Belgium’s prison crisis deepens as overcrowding hits 124% capacity
With 13,733 inmates held in facilities designed for 11,064, Belgium faces severe humanitarian and operational challenges, prompting criticism of government responses from experts and human rights advocates.

Prison overcrowding across Europe has intensified significantly since the pandemic, with Belgium emerging as a focal point of the crisis. As of mid-May 2026, the country’s 39 prisons held 13,733 inmates, far exceeding their designed capacity of 11,064. This surge places Belgium among the nations with the highest occupancy rates in Europe, alongside Cyprus, Slovenia, France, Croatia, Italy, Romania, and Austria. The situation has deteriorated to the point where 754 detainees were recorded sleeping on mattresses on the floor in mid-May, an increase from 672 in December 2025.
Conditions within the facilities have worsened markedly, with reports of spreading diseases including scabies, bed bugs, and monkeypox. Staff shortages have led to guard exhaustion and injuries, while critical incidents in prisons doubled within a single year. The crisis is exacerbated by a 2023 policy decision to enforce all sentences up to three years in prison, ending the previous practice of serving such terms via electronic monitoring. Consequently, the average detention period in Belgium has risen by 39.4 per cent over five years to 9.9 months, and the pretrial detention rate stands at 32 per cent, well above the European average of 24.7 per cent.
In response to the escalating emergency, the Belgian government passed a bill in July 2025, drafted by Justice Minister Annelies Verlinden. The legislation encourages alternative punishments for sentences under three years and allows for the early release of inmates serving terms of up to 10 years, up to six months before their scheduled release. The government is also exploring international solutions, including discussions with Estonia, Kosovo, and Albania regarding the rental of prison cells. Sweden and Denmark have pursued similar arrangements, with Estonia’s Ministry of Justice stating that transferred prisoners would remain protected under European human rights standards and could arrive by the end of summer 2026.

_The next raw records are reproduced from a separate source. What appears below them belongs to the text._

PR #5022, opened 2026-04-13
delay creation of multifunction

dham:
Due to the limitations of the UFL typecode system, early instantiation of ufl multifunctions impedes the extension of the UFL language (for example by Irksome to include a time derivative). This PR delays the instantiation of a multifunction in Firedrake.

### DIFF
--- a/firedrake/formmanipulation.py
+++ b/firedrake/formmanipulation.py
@@ -63,7 +63,6 @@ class ExtractSubBlock(MultiFunction):
             type(self)._index_inliner = self.IndexInliner()
         return self._index_inliner
 
-
     def _subspace_argument(self, a):
         return type(a)(subspace(a.function_space(), self.blocks[a.number()]),
                        a.number(), part=a.part())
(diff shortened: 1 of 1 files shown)


firedrake/formmanipulation.py
```diff
@@ -49,7 +49,20 @@ def indexed(self, o, child, multiindex):
...
+        This is a property so that the IndexInliner is not created on import.
+        This is a workaround for issues in Irksome caused by the UFL typecode
+        system.
+        """
+        try:
+            return self._index_inliner
+        except AttributeError:
+            type(self)._index_inliner = self.IndexInliner()
+        return self._index_inliner
+
```
connorjward, line 65:
```suggestion
```

connorjward (approved):

pbrubeck:
I think `IndexInliner` is no longer needed and can be deleted, UFL already does this simplification at object creation.

connorjward:
> I think `IndexInliner` is no longer needed and can be deleted, UFL already does this simplification at objection creation.

We are trying to get this in before release. That can probably be a later fix.

PR #5034, opened 2026-04-16
Fix Netgen permutation

pbrubeck:
# Description
Attempting to make `find_permutation` more robust by comparing reference coordinates and using `numpy.argmin` as opposed to taking an arbitary tolerance, which is now deprecated.

The correct fix is to use a PETSc Section: https://github.com/firedrakeproject/firedrake/pull/5277


UZerbinati:
@KarsKnook might be what you are looking for, can you take a look ? :)

connorjward (changes requested):
Isn't this undone in https://github.com/firedrakeproject/firedrake/pull/5277?

Not sure what this brings to the table. Shouldn't we just finish and merge #5277?

pbrubeck:
> Isn't this undone in #5277?
> 
> Not sure what this brings to the table. Shouldn't we just finish and merge #5277?

#5277 targets #5215 but this problem with the tolerances is a real bug (some high-order netgen meshes end up with self-intersecting cells), so we should ideally be targeting release. Are you okay with a cython rework of high-order netgen meshes going into release?

connorjward:
> Are you okay with a cython rework of high-order netgen meshes going into release?

Of course not.

If this fixes a real bug in `release` then I don't mind this going in to it, which can be distinct from the changes to `main`. We should have a test in that case.

pbrubeck:
> If this fixes a real bug in `release` then I don't mind this going in to it, which can be distinct from the changes to `main`. We should have a test in that case.

Done

firedrake/netgen.py
```diff
@@ -95,7 +94,19 @@ def find_permutation(points_a: np.ndarray, points_b: np.ndarray,
...
+    dim = points_a.shape[-1]
+    vids = list(range(dim+1))
+
+    bs = points_a[:, vids[0], :]
+    As = points_a[:, vids[1:], :]
+    As -= bs[:, None, :]
+    Ainvs = np.linalg.inv(As)
+
+    ref_points_a = np.matmul(points_a - bs[:, None, :], Ainvs)
+    ref_points_b = np.matmul(points_b - bs[:, None, :], Ainvs)
```
connorjward: This is all quite confusing. Could a comment/explanatory example be added?

connorjward (changes requested):

firedrake/netgen.py
```diff
@@ -95,7 +94,19 @@ def find_permutation(points_a: np.ndarray, points_b: np.ndarray,
...
+    # Match reference points instead of physical points to ensure scale invariance
+    dim = points_a.shape[-1]
+    vids = list(range(dim+1))
+
+    bs = points_a[:, vids[0], :]
+    As = points_a[:, vids[1:], :]
+    As -= bs[:, None, :]
+    Ainvs = np.linalg.inv(As)
+
+    ref_points_a = np.matmul(points_a - bs[:, None, :], Ainvs)
```
pbrubeck:
```suggestion
    # x_phys = A * x_ref + b <==> x_ref = inv(A) * (x_phys - b)
    ref_points_a = np.matmul(points_a - bs[:, None, :], Ainvs)
```

firedrake/netgen.py
pbrubeck: This is just very basic math. What do you want me to clarify?

firedrake/netgen.py
```diff
@@ -95,7 +94,19 @@ def find_permutation(points_a: np.ndarray, points_b: np.ndarray,
     if points_a.shape != points_b.shape:
         raise ValueError("`points_a` and `points_b` must have the same shape.")
 
-    p = [np.where(cdist(a, b).T < tol)[1] for a, b in zip(points_a, points_b)]
+    # Match reference points instead of physical points to ensure scale invariance
+    dim = points_a.shape[-1]
+    vids = list(range(dim+1))
+
```
pbrubeck:
```suggestion
    # Infer the affine mapping (A, b) from the image of the vertices
```

firedrake/netgen.py
connorjward: The maths may be basic but the code isn't

firedrake/netgen.py
```diff
@@ -95,7 +94,19 @@ def find_permutation(points_a: np.ndarray, points_b: np.ndarray,
...
+    dim = points_a.shape[-1]
+    vids = list(range(dim+1))
+    # Infer the affine mapping (A, b) from the image of the vertices
+    bs = points_a[:, vids[0], :]
+    As = points_a[:, vids[1:], :]
+    As -= bs[:, None, :]
+    Ainvs = np.linalg.inv(As)
+    # x_phys = A * x_ref + b <==> x_ref = inv(A) * (x_phys - b)
+    ref_points_a = np.matmul(points_a - bs[:, None, :], Ainvs)
+    ref_points_b = np.matmul(points_b - bs[:, None, :], Ainvs)
```
pbrubeck:
```suggestion
    bs = points_a[:, vids[:1], :]
    As = points_a[:, vids[1:], :]
    As -= bs
    Ainvs = np.linalg.inv(As)
    # x_phys = A * x_ref + b <==> x_ref = inv(A) * (x_phys - b)
    ref_points_a = np.matmul(points_a - bs, Ainvs)
    ref_points_b = np.matmul(points_b - bs, Ainvs)
```

firedrake/netgen.py
```diff
@@ -95,7 +94,19 @@ def find_permutation(points_a: np.ndarray, points_b: np.ndarray,
     if points_a.shape != points_b.shape:
         raise ValueError("`points_a` and `points_b` must have the same shape.")
 
-    p = [np.where(cdist(a, b).T < tol)[1] for a, b in zip(points_a, points_b)]
+    # Match reference points instead of physical points to ensure scale invariance
+    dim = points_a.shape[-1]
+    vids = list(range(dim+1))
+    # Infer the affine mapping (A, b) from the image of the vertices
```
pbrubeck:
```suggestion
    # Infer the affine mapping (A, b) from the image of the vertices (first dim+1 dofs)
```

firedrake/netgen.py
```diff
@@ -95,7 +94,19 @@ def find_permutation(points_a: np.ndarray, points_b: np.ndarray,
...
+    bs = points_a[:, vids[:1], :]
+    As = points_a[:, vids[1:], :]
+    As -= bs
+    Ainvs = np.linalg.inv(As)
+    # x_phys = A * x_ref + b <==> x_ref = inv(A) * (x_phys - b)
```
pbrubeck, line 105:
```suggestion
    # x_phys = A * x_ref + b <==> x_ref = inv(A) * (x_phys - b)
    # Multiply inv(A) from the right, since the data is row-major
```

firedrake/netgen.py
pbrubeck: I made the code a bit simpler, and added more comments. Happy now?

firedrake/netgen.py
```diff
@@ -95,7 +94,20 @@ def find_permutation(points_a: np.ndarray, points_b: np.ndarray,
     if points_a.shape != points_b.shape:
         raise ValueError("`points_a` and `points_b` must have the same shape.")
 
-    p = [np.where(cdist(a, b).T < tol)[1] for a, b in zip(points_a, points_b)]
+    # Match reference points instead of physical points to ensure scale invariance
+    dim = points_a.shape[-1]
+    vids = list(range(dim+1))
+    # Infer the affine mapping (A, b) from the image of the vertices (first dim+1 dofs)
+    bs = points_a[:, vids[:1], :]
+    As = points_a[:, vids[1:], :]
```
connorjward, line 102:
```suggestion
    bs = points_a[:, :1, :]
    As = points_a[:, 1:, :]
```
does this work? Not sure what `vids` is giving you

connorjward (commented):
Yes this much better. I think that this is not just me being picky. This is radically clearer for anyone else coming to this code for this first time.

firedrake/netgen.py
pbrubeck: No, it won't work. `vids` is of length dim+1, and `points_a.shape[1]` is strictly larger than that (we never run this code for CG1 coordinates). I'd just leave `vids` as it is for the sake of clarity.

connorjward: Not sure it is clearer but OK.

connorjward (approved):
I still don't understand the maths, but that's a me issue. This is probably fine.

UZerbinati:
I'm very very happy with this, it's nice to see that you find a better way to construct the mapping.
I was trying to do something similar here: https://github.com/firedrakeproject/firedrake/tree/uz/fix_permuation

pbrubeck:
> I'm very very happy with this, it's nice to see that you find a better way to construct the mapping.

This is just a patch. The correct approach is #5277

PR #5037, opened 2026-04-17
Temporarily disable auto-updating Colab notebooks

connorjward:
Until Colab updates to the latest version of Firedrake.

### DIFF
--- a/.github/workflows/push.yml
+++ b/.github/workflows/push.yml
@@ -28,7 +28,9 @@ jobs:
 
   colab:
     name: Update Colab notebooks (release only)
-    if: github.ref_name == 'release'
+    # TODO: Undo this when Colab switches to the latest version of Firedrake
+    # if: github.ref_name == 'release'
+    if: false
     runs-on: ubuntu-latest
     permissions:
       contents: write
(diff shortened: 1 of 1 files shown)


connorjward:
@francesco-ballarin this is nothing like the elegant solution you suggested in https://github.com/firedrakeproject/firedrake/pull/4958#issuecomment-4053557991 but I wanted something quick and dirty.

francesco-ballarin:
The issue I see is that once I do upgrade the version on Colab, you will need a further push somewhere in this repository to trigger the update. Maybe instead of disabling just push to notebooks@another-branch, so that we can manually merge another-branch into main in the notebooks repo after I do the upgrade?

connorjward:
> The issue I see is that once I do upgrade the version on Colab, you will need a further push somewhere in this repository to trigger the update. Maybe instead of disabling just push to notebooks@another-branch, so that we can manually merge another-branch into main in the notebooks repo after I do the upgrade?

Merging a commit reverting this undo-ing would accomplish that.

I appreciate that your suggestions may be better, but they are complex to implement and I'm not sure if they're worth the extra effort. I can bring this for discussion to the next team meeting.

francesco-ballarin:
I am rebuilding now (PETSc included), assuming everything goes smoothly it should be done in a couple of hours

francesco-ballarin:
`2026.4.0` is out on Colab.

PR #5039, opened 2026-04-17
New plotting methods for VertexOnlyMesh

achanbour:
I have extended Firedrake's plotting routines to support the `VertexOnlyMesh`. In summary:

- I added a new `pointplot` method that calls `matplotlib.scatter` for visualising the points of a `VertexOnlyMesh`,
- I extended the existing `quiver` method to plot vector fields on a `VertexOnlyMesh`.

I've also added unit tests to make sure these changes work as expected. Unless anyone has anything to add or comment, I will edit Firedrake's documentation to include a demo of these new functionalities.


firedrake/pyplot/mpl.py
```diff
@@ -83,6 +83,54 @@ def _get_collection_types(gdim, tdim):
     raise ValueError("Geometric dimension must be either 2 or 3!")
 
 
+@PETSc.Log.EventDecorator()
+def pointplot(vom, axes=None, **kwargs):
+    r"""Plot a VertexOnlyMesh as a scatter plot.
+
+    :arg vom: either `~.MeshGeometry` object that is a VertexOnlyMesh or a `~.Function` defined on it
```
connorjward: Please use numpydoc and type hinting. https://github.com/firedrakeproject/firedrake/wiki/Firedrake-Coding-Guide

connorjward: This doesn't make clear what the difference is between passing the mesh or a function.

firedrake/pyplot/mpl.py
```diff
@@ -83,6 +83,54 @@ def _get_collection_types(gdim, tdim):
...
+    :arg axes: matplotlib :class:`Axes <matplotlib.axes.Axes>` object on which to plot the mesh
+    :arg kwargs: keyword arguments passed to :meth:`scatter <matplotlib.axes.Axes.scatter>`
+    :return: a :class:`matplotlib.collections.PathCollection` artist.
+    """
+    if not (isinstance(vom, Function)
+            and isinstance(vom.function_space().mesh().topology, VertexOnlyMeshTopology)) \
+            and not isinstance(vom.topology, VertexOnlyMeshTopology):
```
connorjward: Shouldn't this be an `or`?

firedrake/pyplot/mpl.py
```diff
@@ -83,6 +83,54 @@ def _get_collection_types(gdim, tdim):
...
+        raise TypeError("Expected a VertexOnlyMesh or a Function defined on it.")
```
connorjward:
```suggestion
        raise TypeError("Expected a VertexOnlyMesh or a Function defined on one.")
```

firedrake/pyplot/mpl.py
```diff
@@ -83,6 +83,54 @@ def _get_collection_types(gdim, tdim):
...
+
+    gdim = vom.geometric_dimension
+    coords = toreal(vom.coordinates.dat.data_ro_with_halos, "real")
+
+    if axes is None:
+        fig = plt.figure()
+        if gdim == 3:
+            axes = fig.add_subplot(111, projection="3d")
+        else:
+            axes = fig.add_subplot(111)
```
connorjward, line 133: Does this assume 2D?

firedrake/pyplot/mpl.py
```diff
@@ -83,6 +83,54 @@ def _get_collection_types(gdim, tdim):
...
 
+@PETSc.Log.EventDecorator()
+def pointplot(vom, axes=None, **kwargs):
+    r"""Plot a VertexOnlyMesh as a scatter plot.
+
+    :arg vom: either `~.MeshGeometry` object that is a VertexOnlyMesh or a `~.Function` defined on it
+    :arg axes: matplotlib :class:`Axes <matplotlib.axes.Axes>` object on which to plot the mesh
+    :arg kwargs: keyword arguments passed to :meth:`scatter <matplotlib.axes.Axes.scatter>`
+    :return: a :class:`matplotlib.collections.PathCollection` artist.
+    """
```
connorjward, line 104: I know it's not done in the other functions, but we only expect this to be run in serial. I think we should check `vom.comm.size == 1` or raise a custom `SerialExecutionOnlyException` (to be created).

connorjward (changes requested):
Nice!

I'd add something small to the manual [here](https://www.firedrakeproject.org/visualisation.html#plotting-with-matplotlib).

firedrake/pyplot/mpl.py
achanbour: That's just basically `not (case 1 or case 2)` which is equivalent to `(not case 1) and (not case 2)`. I agree that it's cleaner to write it with an or:

```python
is_vom = isinstance(vom, MeshGeometry) and isinstance(vom.topology, VertexOnlyMeshTopology)
is_function_on_vom = isinstance(vom, Function) and isinstance(vom.function_space().mesh().topology, VertexOnlyMeshTopology)

if not (is_vom or is_function_on_vom):
    raise TypeError("Expected a VertexOnlyMesh or a Function defined on one.")
```

firedrake/pyplot/mpl.py
achanbour: Noted. I changed the docstrings of the functions I amended/added.

achanbour: Added this to the updated docstring.

firedrake/pyplot/mpl.py
achanbour: Yes similar to `triplot`. Not sure what the default behaviour should be for 1D. I know that matplotlib scatter requires the points to be in 2D so passing in a 1D array would raise an error. We can either say that this is not supported for 1D or just zero out one of the coordinates so that points are plotted on one axis.

danshapero:
This will be really useful, thanks! My one suggestion is that you call it `scatter` instead of `pointplot`. The other plotting routines have the same names as their counterparts in matplotlib so that people could guess the names of the function they wanted without having to consult the documentation.

achanbour:
> This will be really useful, thanks! My one suggestion is that you call it `scatter` instead of `pointplot`. The other plotting routines have the same names as their counterparts in matplotlib so that people could guess the names of the function they wanted without having to consult the documentation.

This makes sense, thank you! I've now modified it to `scatter`.

firedrake/pyplot/mpl.py
achanbour: I am happy to include the check here and everywhere else while I'm at it. Should `SerialExecutionOnlyException` be created in `mpl.py` or would anywhere else be better?

connorjward: It should live in `firedrake.exceptions`

firedrake/pyplot/mpl.py
connorjward: I think not supporting it is fine, but we should error helpfully. The code reads quite confusingly to me because I know `gdim` can reasonably be 1-3 so it seems like the `else` branch covers two cases.

firedrake/pyplot/mpl.py
connorjward: Feel free to resolve trivial changes like this when you implement them

firedrake/pyplot/mpl.py
```diff
@@ -83,6 +83,65 @@ def _get_collection_types(gdim, tdim):
     raise ValueError("Geometric dimension must be either 2 or 3!")
 
 
+@PETSc.Log.EventDecorator()
+def scatter(vom: MeshGeometry | Function, axes: matplotlib.axes.Axes = None, **kwargs) -> matplotlib.collections.PathCollection:
```
connorjward:
```suggestion
def scatter(vom: MeshGeometry | Function, axes: matplotlib.axes.Axes | None = None, **kwargs) -> matplotlib.collections.PathCollection:
```

firedrake/pyplot/mpl.py
connorjward: I got confused by the brackets. This is now better thanks.

docs/source/visualisation.rst
```diff
@@ -326,6 +326,49 @@ points per element could be specfied to when calling :func:`plot
 To install matplotlib_, please look at the installation instructions of
 matplotlib.
 
+Visualising a vertex-only mesh
+~~~~~~~~~~~~~~~~~~~~~~~~~~~~~~~~
+
+Firedrake supports the visualisation of point data, represented as a :func:`~.VertexOnlyMesh`, in much the same way as its other plotting routines.
+In particular, :func:`scatter <firedrake.pyplot.scatter>` wraps matplotlib's ``scatter`` method and uses the coordinates of the mesh's constituent points to produce a scatter plot.
+Although separate from :func:`triplot <firedrake.pyplot.triplot>`, it makes most sense to use it in conjuction with :func:`triplot <firedrake.pyplot.triplot>`
+which makes apparent the embedding of the vertex-only mesh inside its parent mesh. As the below code demonstrates, :func:`scatter <firedrake.pyplot.scatter>` gives the user the freedom to pass
```
connorjward, line 335: Oh that's actually really cool

connorjward (commented):
I'm basically happy now I think. Really nice.

achanbour (commented):
Added serial run checks in all plotting methods.

firedrake/pyplot/mpl.py
```diff
@@ -83,6 +83,70 @@ def _get_collection_types(gdim, tdim):
...
+    if not (is_vom or is_function_on_vom):
+        raise TypeError("Expected a VertexOnlyMesh or a Function defined on one.")
+
+    if isinstance(vom, Function):
+        if len(vom.ufl_shape) == 0:
+            # scalar field: colour points by value
+            kwargs["c"] = vom.dat.data_ro
+        elif len(vom.ufl_shape) == 1:
+            # vector field: use quiver instead
+            raise ValueError("Expected 1D Function. Use quiver to plot 2D Functions.")
```
leo-collins:
```suggestion
            raise ValueError("Expected a scalar-valued Function. Use quiver to plot vector-valued Functions.")
```

firedrake/pyplot/mpl.py
```diff
@@ -83,6 +83,70 @@ def _get_collection_types(gdim, tdim):
...
+        else:
+            raise ValueError(
+                f"Cannot plot a rank-{len(vom.ufl_shape)} tensor field; "
+                "only 1D Functions are supported by this method. "
```
leo-collins:
```suggestion
                "only scalar-valued Functions are supported by this method. "
```

firedrake/pyplot/mpl.py
```diff
@@ -83,6 +83,70 @@ def _get_collection_types(gdim, tdim):
     raise ValueError("Geometric dimension must be either 2 or 3!")
 
 
+@PETSc.Log.EventDecorator()
+def scatter(vom: MeshGeometry | Function, axes: matplotlib.axes.Axes | None = None, **kwargs) -> matplotlib.collections.PathCollection:
+    r"""Plot a VertexOnlyMesh as a scatter plot.
```
leo-collins:
```suggestion
    r"""Plot a 2D or 3D VertexOnlyMesh as a scatter plot.
```

firedrake/pyplot/mpl.py
```diff
@@ -83,6 +83,70 @@ def _get_collection_types(gdim, tdim):
...
+            # scalar field: colour points by value
+            kwargs["c"] = vom.dat.data_ro
+        elif len(vom.ufl_shape) == 1:
+            # vector field: use quiver instead
+            raise ValueError("Expected 1D Function. Use quiver to plot 2D Functions.")
+        else:
+            raise ValueError(
+                f"Cannot plot a rank-{len(vom.ufl_shape)} tensor field; "
+                "only 1D Functions are supported by this method. "
+                "For 2D Functions, use quiver.")
```
leo-collins:
```suggestion
                "For vector-valued Functions, use quiver.")
```

firedrake/pyplot/mpl.py
```diff
@@ -336,14 +412,23 @@ def trisurf(function, *args, complex_component="real", **kwargs):
...
-def quiver(function, *, complex_component="real", **kwargs):
-    r"""Make a quiver plot of a 2D vector Firedrake :class:`~.Function`
-
-    :arg function: the vector field to plot
-    :kwarg complex_component: If plotting complex data, which
-        component? (``'real'`` or ``'imag'``). Default is ``'real'``.
-    :arg kwargs: same as for matplotlib :func:`quiver <matplotlib.pyplot.quiver>`
-    :return: matplotlib :class:`Quiver <matplotlib.quiver.Quiver>` object
+def quiver(function: Function, *, complex_component: str = "real", **kwargs) -> matplotlib.quiver.Quiver:
+    r"""Make a quiver plot of a 2D vector Firedrake function.
```
leo-collins:
```suggestion
    r"""Make a quiver plot of a 2D vector Firedrake :class:`~.Function`.
```

firedrake/pyplot/mpl.py
leo-collins: Also should link to VertexOnlyMesh

JHopeCollins:
This is great, thanks! Will it allow plotting points values when the parent mesh is 1D?

achanbour:
> This is great, thanks! Will it allow plotting points values when the parent mesh is 1D?

Matplotlib's [scatter](https://matplotlib.org/stable/api/_as_gen/matplotlib.pyplot.scatter.html) assumes at least 2D so the code currently doesn't support 1D and raises an Exception.

https://github.com/firedrakeproject/firedrake/blob/3d415011da7240b4ebe1a0493edd069b6b4d3807/firedrake/pyplot/mpl.py#L131-L138

JHopeCollins:
> Matplotlib's [scatter](https://matplotlib.org/stable/api/_as_gen/matplotlib.pyplot.scatter.html) assumes at least 2D so the code currently doesn't support 1D and raises an Exception.

Of course, I'd forgotten there were separate calls for the 1D and 2D plotting

firedrake/pyplot/mpl.py
```diff
@@ -83,6 +83,70 @@ def _get_collection_types(gdim, tdim):
     raise ValueError("Geometric dimension must be either 2 or 3!")
 
 
+@PETSc.Log.EventDecorator()
+def scatter(vom: MeshGeometry | Function, axes: matplotlib.axes.Axes | None = None, **kwargs) -> matplotlib.collections.PathCollection:
```
dham, line 87:
```suggestion
def scatter(vom_or_function: MeshGeometry | Function, axes: matplotlib.axes.Axes | None = None, **kwargs) -> matplotlib.collections.PathCollection:
```

dham (changes requested):

connorjward (approved):

PR #5042, opened 2026-04-20
Tighten tao tolerances in adjoint tests

JHopeCollins:
One of the TAO optimisation tests started failing recently because it is now just missed the error tolerance on the optimised solution. Presumably something has changed in the solver stack so it is getting a slightly different solution.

Critics, including criminologists and human rights advocates, have condemned these measures as ineffective and ethically questionable. An-Sofie Vanhouche, a professor at Vrije Universiteit Brussel, described the international cell rentals as populist and symbolic, arguing they fail to address the root causes of recidivism. Pieter Houbey, vice-chairman of the Central Prison Monitoring Council, warned that the combination of overcrowding and staff shortages makes it nearly impossible to maintain a detention system aimed at reintegration. With a reoffending rate of 60 to 70 per cent, experts argue that the current focus on security over societal reintegration perpetuates a cycle of crime and despair.
The human cost of the crisis is evident in the experiences of detainees. Inmates report spending 22 to 23 hours a day in cells with limited access to activities or medical support. Bilal, a 34-year-old inmate who has served time in five Belgian prisons, described conditions as degrading and reported experiencing suicidal ideation. Loic, a 23-year-old serving a sentence at Saint-Gilles Prison, which is scheduled to shut down by 2028, highlighted the difficulty of reintegrating into the workforce without residency permits or vocational training. Despite requests, the Belgian Ministry of Justice, along with its Swedish and Danish counterparts, did not provide comment on the ongoing developments.